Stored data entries
========
PR #139, opened 2024-07-18
Add payout stage to experiment

### LINKED ISSUE #25: Implement parameterized payout / incentives description and calculation
From the tech doc:
> Payment information for the user who did the experiment.
> Lucas: prototype something so we have a payment page. 
> Follow. General guidelines. ~10 EUR/hour.
> Have a %increase if you win (selected leader & for getting the right value).
> TODO([stefano.palminteri@gmail.com](mailto:stefano.palminteri@gmail.com) [Maël Lebreton](mailto:mael.lebreton@gmail.com)): formula for how much we pay participants.

Moving forward, we should think about how to calculate payouts as a general experiment feature (can we untangle this logic from the Lost at Sea-specific logic?)

vivtsai:
Adds backend definition and frontend UI views for initial version of PayoutStage. Fixes #25 

> NOTE: This also publishes all participant survey responses as public data (for use in payout and reveal stages).

Payout works as follows:
- Each payout stage contains 1+ payout groups (`PayoutBundle` items in code) that are added together for the final payout
- Within each payout group, experimenters can define 1+ payout items (`PayoutItem` items), which have fields for both fixed and per question amounts (e.g., one payout item might be $10 fixed amount + $2 per question = $14 if the participant gets 2 questions correct). This is also where experimenters can specify which survey stage questions to use for payout calculations and whether or not an election leader's (instead of current participant's) answers should be used.
- For each payout group, experimenters can either set the "strategy" to "add all payout items in the group" or "randomly select one payout item in the group"

Random selection strategies are defined via frontend config UI, but executed on the backend during experiment creation: a "scoring config" with selected payout items, etc. only is added to each PayoutStageConfig.

Note that this is just an initial implementation of payout; we may want to adjust based on evolving experiment designs / payouts in new experiments. Happy to add in-repo documentation on this once the implementation is stable.

Define payout groups of payout items

View payout stage


functions/src/endpoints/experiments.endpoints.ts
```diff
@@ -58,6 +65,52 @@ export const createExperiment = onCall(async (request) => {
 
       // Create the stages
       for (const stage of data.stages) {
+        // If payout stage, use payout config to generate scoring config
+        if (stage.kind === StageKind.Payout) {
+          const getScoringQuestion = (question: RatingQuestionConfig) => {
```
cjqian, line 70: This is great! Just a flag that we may want to generalize this moving forward (with different question types, such as multiple choice).

lit/src/shared/lost_at_sea/utils.ts
```diff
@@ -150,25 +194,30 @@ export function getRatingQuestionFromPair(
...
+  return stage.game === LAS_ID;
 }
 
 /**
- * Get Lost at Sea item ranking.
+ * Check if stage is a LostAtSea rating survey
  */
-export function getLostAtSeaItemRanking(item: ItemName) {
-  return ITEMS[item].ranking;
+export function isLostAtSeaSurvey(stage: StageConfig) {
```
cjqian, line 206: Maybe

return (isLostAtSeaGameStage) and (stage.kind is survey) ?

Otherwise, rename since this might not be the logic that's checked here

utils/src/types/items.types.ts
```diff
@@ -118,4 +118,21 @@ export const ITEMS: Record<ItemName, Item> = {
...
     ranking: 7,
   },
-};
\ No newline at end of file
+};
+
+/**
+ * Get Lost at Sea item item pair ranking answer.
+ */
+export function getLostAtSeaPairAnswer(item1: ItemName, item2: ItemName) {
```
cjqian, line 126: Nice, we can use this logic for multiple choice too (1 item has ranking 1, others 0).

Perhaps we can generalize the naming since this doesn't just apply to LostAtSea

cjqian (approved):
All nits, please feel free to merge! This looks great, I really like the way you designed the payout bundle since there are lots of hidden complexities.

utils/src/types/items.types.ts
vivtsai: Hmm right now the array used is specific to LAS, but I like the idea of generalizing it later. Maybe we can add a note to refactor it at that point?

cjqian: Sounds good, yes!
========
# Your instructions:
Tell how many lines in the entries contain the string "experiments". Give the number and nothing more.

# Result for this task:
2